Now, on the flip side is Pietro Sherano, who writes,
side-by-side comparison between the latest version of GBT4 Turbo in the previous one,
0-125 preview.
Not only is the new version less verbose and it goes directly into code,
but it also rightfully so decides to add a flag to download the highest quality video.
Smart.
This, of course, in some ways agrees with what Benjamin was saying,
that it's not going to be evaluations that matter,
but ultimately what people find in practice.
Now, one meta note that was really interesting to me
comes once again from Billowal Seedhoo who writes,
is it just me or was today the first time OpenAI was unable to overshadow a Google AI announcement?
Gemini 1.5 Pro is pretty wild.
Just dropped in an audio file, an hour-long video interview,
and now it's helping me package it up for YouTube.
multi-modality plus one million context window is clutch. Through some thumbnails added and it has the prior
context to help me decide the best option. Titles, tags, description, promotional posts,
all doable with rich context, not just transcripts. So the point here, which was something that
I noticed as well, is that OpenAI has done a very good job in general of undercutting everyone
else's announcements with more impressive things of their own. In fact, I could be misremembering
this, but I'm pretty sure that Sora came out right around the same time that Gemini 1.5
Pro was first announced and it just totally sucked all of the oxygen out of the room. I tend to
agree that from my observational point of view, Gemini 1.5 Pro got at least as much buzz as
GPT4's turbo upgrades, which I think has a lot to do with how much people are just waiting now
for OpenAI to actually make a big jump forward. I don't believe right now it's that OpenAI
has distinctly found themselves behind, although I do think that many people believe that
Claude 3 is the most perform at LLM right now, but more just that they've been at parody for so long,
something just feels strange. For my money, though, the thing that had people the most excited so far this
week were reports that came out on Monday that meta was planning to launch some versions of Lama 3 as
early as next week. This was initially a report from the information. Their source was a
employee and said that the company was planning to launch two small versions of Lama 3 as a precursor
to the launch of the biggest version which was expected this summer. This was confirmed at an event
in London on Tuesday, said Nick Clegg met as president of global affairs. Within the next month,
actually less, hopefully in a very short period of time, we hope to start rolling out our new suite
of Next Generation Foundation models Lama 3. There will be a number of different
models with different capabilities, different versatility, released during the course of this year
starting really very soon. Said Meta Chief Product Officer Chris Cox, the plan is to power multiple
products across Meta with Lama 3. One thing that's shifted with meta's discussion, all the way
from Zuckerberg on down, is that they are no longer content to just be the best open source model.
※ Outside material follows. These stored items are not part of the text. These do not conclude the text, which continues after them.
PR #1999, opened 2026-06-23
fix(devcontainer): run pnpm install through mise exec in init script

dyoshikawa:
## Summary

- Wrap the dependency install in `.devcontainer/init.sh` with `mise exec` so `pnpm i` runs with the toolchain versions pinned in `mise.toml` rather than whatever `pnpm` happens to be on `PATH` during container setup.
- This keeps devcontainer setup consistent with the runtimes/package managers managed by mise.

## Test plan

- `pnpm cicheck` passes (code style, type safety, tests, content checks).
- Change is limited to the devcontainer init script; no application code is affected.


dyoshikawa:
@dyoshikawa Thank you!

They want to be state-of-the-art competing against any model. Reinforcing that was Joelle Pinot,
the vice president of AI research, who said, our goal over time is to make a llama-powered meta-a-i be
the most useful assistant in the world.
And so between this Meta Lama 3 announcement, as well as the new Mistral model, the open source
community had a lot to be excited about this week.
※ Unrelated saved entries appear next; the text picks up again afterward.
PR #2008, opened 2026-06-23
fix(generate): correct root-file ownership for wildcard configs and mirrored roots

### LINKED ISSUE #1981: Follow-up: non-blocking findings from PR #1978 (skip non-owned root files in generate --check)
## Background

PR #1978 ("fix: skip non-owned root files in generate --check for shared AGENTS.md") fixes issue #1894: when multiple targets emit the shared root `./AGENTS.md` with differing content, `generate --check` for a single non-owning target failed. The fix computes root-file ownership from the config file's full target list (last target in config order wins) and, in check mode, skips checking root files a target doesn't own. Orphan detection is correctly left intact (full `toolFiles` is still passed to `removeOrphanAiFiles`). CI was fully green and the security review was clean, so it was merged during batch triage.

These are the non-blocking (mid/low) findings surfaced during that review, captured here for follow-up.

### #1 (mid) — Wildcard config `targets: ["*"]` silently bypasses the fix
Files: `src/config/config-resolver.ts:359-360` (`extractConfigFileTargets`) and `src/config/config.ts:436`.

For `targets: ["*"]`, `extractConfigFileTargets` filters out `*` and returns `[]` (empty), not `undefined`. In `config.ts:436`, `return this.configFileTargets ?? this.getTargets();` — `[]` is not nullish, so the fallback to `getTargets()` is NOT triggered and `getConfigFileTargets()` returns `[]`. `computeRootFileOwnership` then receives an empty target list, the ownership map is empty, no root file is skipped, and the #1894 bug reproduces for any repo using the very common `targets: ["*"]` form (e.g. `rulesync generate --check -t codexcli -f rules` still fails on `AGENTS.md`). This is an incomplete-fix gap rather than a new regression (wildcard configs stay at status quo).

### #2 (mid) — rovodev's mirrored `./AGENTS.md` is invisible to ownership computation
Files: `src/lib/generate.ts:252-265` (`computeRootFileOwnership`) vs `src/features/rules/rules-processor.ts` (mirror logic).

`computeRootFileOwnership` derives the owned root path solely from `factory.class.getSettablePaths({ global }).root`. For rovodev that is `.rovodev/AGENTS.md`, but at generation time rovodev additionally pushes a mirrored project-root `./AGENTS.md` (`mirrorsRootToAgentsMd: true`). That mirror is exactly the shared-collision path this PR targets, yet it is never entered into `ownerByPath`. In a config like `{ rovodev: [...], codexcli: [...] }` where rovodev is last and actually owns on-disk `./AGENTS.md` via mirror, the map instead assigns `./AGENTS.md` to codexcli, inverting ownership/skip decisions. The same blind spot applies to any target using `alternativeRoots` / `mirrorsRootToAgentsMd`.

### #3 (low) — Ownership map ignores `outputRoot`
`src/lib/generate.ts:285-329`.

Keys are built from cwd-relative paths without `outputRoot`, so a single ownership decision applies uniformly across all output roots. Unlikely to bite real users, but the model conflates per-output-root state.

### #4 (low) — Ownership determinism depends on config object-key order
`src/lib/generate.ts:254-260`.

"Last target in config order wins" relies on `Object.keys()` insertion order. This is correct and consistent with the existing target-order semantics, but the behavior is load-bearing and undocumented at this call site.

### #5 (low) — Test coverage gaps
`src/e2e/e2e-rules.spec.ts:264-331`.

The added e2e covers the object-form happy path. Missing coverage that would catch #1/#2: a `targets: ["*"]` variant, the reverse direction (owning target passes while a non-owning target is present), a unit test on `getConfigFileTargets()` for `["*"]`/empty inputs, and a `computeRootFileOwnership` unit test for owner selection + reorder.

## Solution / Next Steps

- **#1**: In `extractConfigFileTargets`, expand `*` to the full non-legacy target set (mirroring `getTargets()`), and/or return `undefined` when the filtered result is empty so the `?? getTargets()` fallback engages. Add a `["*"]` regression test.
- **#2**: Source the owned root paths from the same mechanism that determines actual emitted root files (mirror + alternative roots), not just `getSettablePaths().root`, so mirrored/aliased root files are correctly attributed.
- **#3**: Document the single-decision-across-output-roots assumption, or key ownership per output root if multi-root `--check` correctness is desired later.
- **#4**: Add a one-line comment noting that the last writer in config order is intentionally the owner (consistent with generation write order), plus a reorder test asserting the owner flips when the two targets are swapped.
- **#5**: Backfill the missing e2e/unit tests listed above.

dyoshikawa:
## Summary

Follow-up fixes for the #1978 root-file-ownership work, addressing the non-blocking findings in #1981.

### #1 (mid) — wildcard `targets: ["*"]` silently bypassed the fix
`extractConfigFileTargets` filtered out `*` and returned `[]` (not `undefined`), so `getConfigFileTargets()` did not fall back and root-file ownership was computed against an empty target list — reproducing #1894 for the very common `targets: ["*"]` config (e.g. `generate --check -t codexcli -f rules` failing on `AGENTS.md`). Now `*` is expanded to the full non-legacy target set, mirroring `Config.getTargets()`.

> The `?? getTargets()` fallback is intentionally **not** relied on here: `getTargets()` is CLI `-t` filtered, whereas ownership needs the full *config-file* target list (CLI-independent).

### #2 (mid) — rovodev's mirrored `./AGENTS.md` was invisible to ownership
`computeRootFileOwnership` derived owned roots only from `getSettablePaths().root`, so rovodev's generation-time mirror to the project-root `./AGENTS.md` (`mirrorsRootToAgentsMd`) and any target's `alternativeRoots` were never attributed — inverting ownership in configs like `{ codexcli, rovodev }`. Both are now registered.

### #3 / #4 (low) — documentation
Documented the single-ownership-decision-across-output-roots assumption and the load-bearing "last target in config order wins" semantics at the call site.

### #5 (low) — tests
- config-resolver regression test: `["*"]` expands to the full non-legacy list (and stays full even when CLI `-t` selects one target).
- E2E: a non-owning target (`codexcli`) passes `--check` when rovodev owns the mirrored `./AGENTS.md`.

## Verification

- `pnpm cicheck` passes (fmt, oxlint, typecheck, tests, content).
- E2E smoke: `generate --check -t codexcli` passes when rovodev (last in config) owns the mirrored `AGENTS.md`.

Closes #1981

### DIFF
--- a/src/config/config-resolver.test.ts
+++ b/src/config/config-resolver.test.ts
@@ -158,6 +158,44 @@ describe("config-resolver", () => {
     });
   });
 
+  describe("config file targets (getConfigFileTargets)", () => {
+    it("expands wildcard targets ['*'] to the full non-legacy target list", async () => {
+      // Regression for #1981 / #1894: a `targets: ["*"]` config must not collapse
+      // to an empty config-file target list, otherwise root-file ownership in
+      // `generate --check` is computed against no targets and the bug reproduces.
+      const configContent = JSON.stringify({ outputRoots: ["./"], targets: ["*"] });
+      await writeFileContent(join(testDir, "rulesync.jsonc"), configContent);
+
+      const config = await ConfigResolver.resolve({
+        configPath: join(testDir, "rulesync.jsonc"),
+      });
+
+      const configFileTargets = config.getConfigFileTargets();
+      expect(configFileTargets.length).toBeGreaterThan(1);
+      expect(configFileTargets).toContain("claudecode");
+      expect(configFileTargets).toContain("codexcli");
+      // Legacy targets are excluded from wildcard expansion (must be explicit).
+      expect(configFileTargets).not.toContain("claudecode-legacy");
+      expect(configFileTargets).not.toContain("antigravity");
+    });
+
+    it("keeps the full config-file target list even when CLI -t selects one target", async () => {
+      const configContent = JSON.stringify({ outputRoots: ["./"], targets: ["*"] });
+      await writeFileContent(join(testDir, "rulesync.jsonc"), configContent);
+
+      const config = await ConfigResolver.resolve({
+        configPath: join(testDir, "rulesync.jsonc"),
+        targets: ["codexcli"],
+      });
+
+      // CLI -t narrows the generated targets, but config-file ownership must
+      // still see every target the config lists.
+      expect(config.getTargets()).toEqual(["codexcli"]);
+      expect(config.getConfigFileTargets().length).toBeGreaterThan(1);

Anyways, guys, we'll wrap there, but what I will say is that part of why this week feels
so reflective to me of just where we are, is that all of these big announcements, while
cool, aren't getting people to jump up and down and scream and say, wow, what a crazy week,
although I'm sure some of the other YouTubers will have titles to that effect.
Instead, this feels, if certainly not like a slow week, then certainly still something
that is to be expected.
In other words, not too many standard deviations away from the mean.
So that's the world you're living in now.
Five big models coming out a week, and everyone just excitedly going on with their life.
Anyways, that is going to do it for today's AI breakdown.